You start with the converging chain technique when you've gone as far as you can in paring down your pencil-marks with your other techniques. You then pick a square with two candidates that looks critical to the puzzle, in that either answer will allow you to determine a fair number of other squares. You then assume one answer to the square, and follow the chain forward. After doing that for a while—not until you arrive at a contradiction, just long enough to have a number of answers, preferably in different parts of the puzzle—you stop working on that chain and start following the complementary chain that is based on assuming that the other answer to the first square is right. If a step in that second chain produces the same answer for any square as the first chain does, voila! That answer must be right, and you write it in. Then you go back to solving the puzzle with your other techniques.

To keep track of the two chains, I use dots above the numbers for the first chain and dots below for the second chain.
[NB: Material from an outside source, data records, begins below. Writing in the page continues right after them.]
PR #427, opened 2019-08-26
late fixes for merging the volumetric render module

bassemhermina:
*added FXAA (Fast approximate antialiasing) to screenshader for rendering the custom framebuffer added, as WebGL doesn't support built-in antialiasing to custom FBO


bassemhermina:
So is master fixed after merging?

PR #443, opened 2020-02-20
Use npm to track dependencies on external libraries

NicolasCARPi:
This is a quality of life improvement change for developers.

The bundled jQuery library had a security vulnerability:
https://snyk.io/test/npm/jquery/3.2.1
Also, removing dependencies from the repo is always a good thing!
mmtf.js doesn't seem to be on npm
and pako_inflate.js looks like it's now called pako but I didn't touch
it yet.

Add the package-lock.json so builds are reproducibles.


dkoes:
Great! Thank you.  I've confirmed that everything builds and all tests pass.

PR #445, opened 2020-02-21
Fix python path in echo.cgi

NicolasCARPi:
It's always better to use /usr/bin/env as the python executable might be
in various places.
Also specify that we want python2 as python3 won't work and nowadays it
is probably the default python interpreter.

### DIFF
--- a/echo.cgi
+++ b/echo.cgi
@@ -1,7 +1,6 @@
-#!/usr/bin/python
-#fetchs a file - workaround for cross site scripting prevention
-import cgi,requests,sys
-
+#!/usr/bin/env python2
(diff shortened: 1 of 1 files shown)


dkoes:
I went ahead and updated to python3
68677e0d0607e715f237eeaf59744cda88e6469b

NicolasCARPi:
Good idea! :)

NicolasCARPi:
@dkoes You might want to also update this scripts here too: https://github.com/3dmol/3Dmol.js/tree/master/track
and also set this to python3: https://github.com/3dmol/3Dmol.js/blob/master/.pydevproject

There are plenty of possible refinements--if you want to be a purist, you can do the two chains in your head without dots, and if you're eager for a faster solution you should use chains not just with squares with only two candidates but also with boxes, rows, and columns in which a given number can only be put in two places (or you can go further on the chains and find multiple converging squares rather than stopping when you get the first one).

Is converging chains kosher? I don't have an absolute answer, but I think it's worth using when you've gone as far as you can otherwise, and I pass it on for what's it's worth.